Yeah. I don't think that's a real problem for the poll_idle()
case as the only thing waiting on the other side of the possibly
delayed timer is a deeper idle state.

But, for any other potential users the looping duration might be
too long (the generated code for x86 will execute around 200 * 7
instructions before checking the timer, so a worst case delay of
say around 1-2us.)

I'll note that in the comment around smp_cond_time_check_count
just to warn any future users.

> For power saving most arches have special instructions like ARMS
> WFE/WFET. These are then causing more accurate wait times than the looping
> thing?

Definitely true for WFET. The WFE can still overshoot because the
eventstream has a period of 100us.

--
ankur
Christoph Lameter (Ampere) Nov. 12, 2024, 4:50 p.m. UTC | #5
On Fri, 8 Nov 2024, Ankur Arora wrote:

> > For power saving most arches have special instructions like ARMS
> > WFE/WFET. These are then causing more accurate wait times than the looping
> > thing?
>
> Definitely true for WFET. The WFE can still overshoot because the
> eventstream has a period of 100us.

We can only use the event stream if we need to wait more than 100us.

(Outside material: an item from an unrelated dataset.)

PR #1456, opened 2023-05-10
Fix InitialRegistrationTime in case of reregistration

glazychev-art:
## Description
We should not change the `InitialRegistrationTime` field if we have already registered the NSE before.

The rest of the wait period can be coverd by a busy loop. Thus we are
accurate.
Catalin Marinas Nov. 14, 2024, 5:22 p.m. UTC | #6
On Fri, Nov 08, 2024 at 11:41:08AM -0800, Christoph Lameter (Ampere) wrote:
> On Thu, 7 Nov 2024, Ankur Arora wrote:
> > > Calling the clock retrieval function repeatedly should be fine and is
> > > typically done in user space as well as in kernel space for functions that
> > > need to wait short time periods.
> >
> > The problem is that you might have multiple CPUs polling in idle
> > for prolonged periods of time. And, so you want to minimize
> > your power/thermal envelope.
> 
> On ARM that maps to YIELD which does not do anything for the power
> envelope AFAICT. It switches to the other hyperthread.

The issue is not necessarily arm64 but poll_idle() on other
architectures like x86 where, at the end of this series, they still call
cpu_relax() in a loop and check local_clock() every 200 times or so
iterations. So I wouldn't want to revert the improvement in 4dc2375c1a4e
("cpuidle: poll_state: Avoid invoking local_clock() too often").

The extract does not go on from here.